Eric Brethenoux, IBM’s director of predictive analytics, recently relayed to the web publication Data Informed a telling example of how machine-to-machine sensors, coupled with Big Data analytics, can uncover the root causes of large problems that humans miss.
German automaker BMW operates two identical engine cylinder production lines, one in Stuttgart and one in Munich. It was seeing important differences in the size of the cylinders being produced. Believing the differences were emanating from the styles of machine maintenance at the two locations, the company investigated this theory but ultimately couldn’t explain the discrepancies. What it did know was that the changes happened toward the end of shifts; the cylinders produced early in the shifts were consistent but would begin to deviate later.
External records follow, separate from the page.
PR #594, opened 2016-07-01
ProcSyms: fix off-by-ones, use binary search to resolve addresses

markdrayton:
This PR:

a) fixes a couple of off-by-one bugs in matching modules and symbols. Specifically, when given two adjacent symbols resolving the start address of the second symbol would incorrectly return the first symbol. This diff fixes the ProcSyms::Module code, removes the workaround in bcc_perf_map_foreach_sym(), and adds a test.

b) switches to a binary search in ProcSyms::Module::find_addr(). The current linear search isn't very good on large mappings (some of our JIT maps are hundreds of thousands of entries).

### DIFF
--- a/src/cc/bcc_perf_map.c
+++ b/src/cc/bcc_perf_map.c
@@ -93,7 +93,7 @@ int bcc_perf_map_foreach_sym(const char *path, bcc_perf_map_symcb callback,
     if (newline)
         newline[0] = '\0';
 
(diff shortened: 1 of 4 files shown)


vmg:
Ah yes, `std::upper_bound` seems like a good fit here. The original Python version used the naive loop, but this is most definitely a worthy optimization. 👌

Thanks to predictive analytics, BMW found that the bug wasn’t in the machinery; sunlight coming through a window in one facility was slowly heating up machinery to temperatures beyond optimum range and affecting the components being produced. Typically, a great deal of manpower is often wasted in fruitlessly searching for causes of mysterious machinery and operations effects.
Aside from preventing breakdowns and ensuring product quality, M2M technology, coupled with predictive analytics, can help companies optimize their spare parts warehousing and avoid unnecessary overstocking, reduce maintenance staff by eliminating unnecessary maintenance tasks, perform root-cause analysis of previous failures, and predict when future breakdowns are most likely to occur. It also allows manufacturers to extend the life of its equipment and get the most out of warranties.
In addition, predictive analytics are increasingly being used by equipment manufacturers to help them better understand when their customers are likely to make warranty claims. If faults in certain components are identified, manufacturers can take steps to replace parts in their customers’ equipment in advance and prevent expensive warranty claims or returns. Some M2M analytics and predictive maintenance solutions can be coupled with networked internal cameras, allowing operators or maintenance workers to literally see, via a tablet computer, inside the machines while they are working and check operations visually. Other sensors can “listen” to machine operations and hear anomalies that are not audible to human ears.
The opportunities being offered to manufacturers when it comes to Big Data and predictive analytics are extremely compelling. Companies can use them to take charge of their equipment and operations instead of the other way around.